*Exercise*:
Copy the lines exactly. Begin at the first line of the data and stop after the line with "The previous logic".

*Entries provided*:
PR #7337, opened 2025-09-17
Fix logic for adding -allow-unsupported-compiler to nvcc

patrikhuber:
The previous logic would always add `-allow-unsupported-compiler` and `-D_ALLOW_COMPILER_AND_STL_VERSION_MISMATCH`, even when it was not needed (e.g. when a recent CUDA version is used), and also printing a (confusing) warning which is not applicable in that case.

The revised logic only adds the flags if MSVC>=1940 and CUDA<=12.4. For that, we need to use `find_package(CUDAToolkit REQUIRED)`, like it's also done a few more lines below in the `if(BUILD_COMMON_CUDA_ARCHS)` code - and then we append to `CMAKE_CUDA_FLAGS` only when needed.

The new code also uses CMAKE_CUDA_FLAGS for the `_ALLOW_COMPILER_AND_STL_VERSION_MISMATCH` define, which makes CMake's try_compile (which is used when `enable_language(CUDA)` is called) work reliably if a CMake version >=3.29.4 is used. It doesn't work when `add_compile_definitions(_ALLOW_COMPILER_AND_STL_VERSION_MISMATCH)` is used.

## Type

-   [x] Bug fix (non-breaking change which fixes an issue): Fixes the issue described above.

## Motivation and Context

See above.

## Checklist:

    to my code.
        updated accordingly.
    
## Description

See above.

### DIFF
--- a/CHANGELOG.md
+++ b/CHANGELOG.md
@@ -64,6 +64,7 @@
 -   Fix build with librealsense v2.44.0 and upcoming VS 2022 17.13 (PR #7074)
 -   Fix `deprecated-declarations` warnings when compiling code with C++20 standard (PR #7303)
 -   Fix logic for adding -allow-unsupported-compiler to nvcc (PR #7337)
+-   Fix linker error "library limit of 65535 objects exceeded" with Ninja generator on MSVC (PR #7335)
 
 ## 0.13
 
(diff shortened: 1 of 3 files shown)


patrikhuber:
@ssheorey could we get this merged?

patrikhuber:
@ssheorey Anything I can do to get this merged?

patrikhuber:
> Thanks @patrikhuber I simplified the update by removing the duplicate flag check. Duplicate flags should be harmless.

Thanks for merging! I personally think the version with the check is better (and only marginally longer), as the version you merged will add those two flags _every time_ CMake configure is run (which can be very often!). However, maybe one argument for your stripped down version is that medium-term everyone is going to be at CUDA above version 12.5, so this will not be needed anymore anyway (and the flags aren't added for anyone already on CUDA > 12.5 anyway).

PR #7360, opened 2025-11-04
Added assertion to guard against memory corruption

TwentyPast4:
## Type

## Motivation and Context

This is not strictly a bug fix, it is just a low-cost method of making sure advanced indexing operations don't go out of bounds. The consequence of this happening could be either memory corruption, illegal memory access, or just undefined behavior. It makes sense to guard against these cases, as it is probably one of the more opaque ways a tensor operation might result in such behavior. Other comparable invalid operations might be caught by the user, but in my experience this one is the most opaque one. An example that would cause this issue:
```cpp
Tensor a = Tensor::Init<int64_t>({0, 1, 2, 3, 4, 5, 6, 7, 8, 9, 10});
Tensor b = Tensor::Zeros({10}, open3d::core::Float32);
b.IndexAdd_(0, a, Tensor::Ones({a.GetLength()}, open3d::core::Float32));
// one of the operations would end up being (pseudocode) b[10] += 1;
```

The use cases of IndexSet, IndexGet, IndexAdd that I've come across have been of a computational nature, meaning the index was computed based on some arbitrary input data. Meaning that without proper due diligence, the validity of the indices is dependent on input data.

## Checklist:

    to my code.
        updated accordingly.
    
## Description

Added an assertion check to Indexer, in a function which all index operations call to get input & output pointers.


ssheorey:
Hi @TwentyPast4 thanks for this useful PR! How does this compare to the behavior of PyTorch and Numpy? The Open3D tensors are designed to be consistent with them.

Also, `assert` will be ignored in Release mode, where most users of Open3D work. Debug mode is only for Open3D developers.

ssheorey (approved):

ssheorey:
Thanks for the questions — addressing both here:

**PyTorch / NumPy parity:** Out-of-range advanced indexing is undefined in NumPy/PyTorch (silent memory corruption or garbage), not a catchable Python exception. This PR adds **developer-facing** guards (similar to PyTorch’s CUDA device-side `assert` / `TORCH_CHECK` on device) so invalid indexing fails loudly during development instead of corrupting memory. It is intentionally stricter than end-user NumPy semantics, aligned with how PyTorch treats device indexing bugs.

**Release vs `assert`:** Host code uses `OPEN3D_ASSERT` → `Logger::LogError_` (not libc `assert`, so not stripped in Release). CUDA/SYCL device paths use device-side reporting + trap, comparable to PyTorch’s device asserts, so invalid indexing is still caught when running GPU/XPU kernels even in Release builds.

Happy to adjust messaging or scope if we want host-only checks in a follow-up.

*Expected answer*:
PR #7337, opened 2025-09-17
Fix logic for adding -allow-unsupported-compiler to nvcc

patrikhuber:
The previous logic would always add `-allow-unsupported-compiler` and `-D_ALLOW_COMPILER_AND_STL_VERSION_MISMATCH`, even when it was not needed (e.g. when a recent CUDA version is used), and also printing a (confusing) warning which is not applicable in that case.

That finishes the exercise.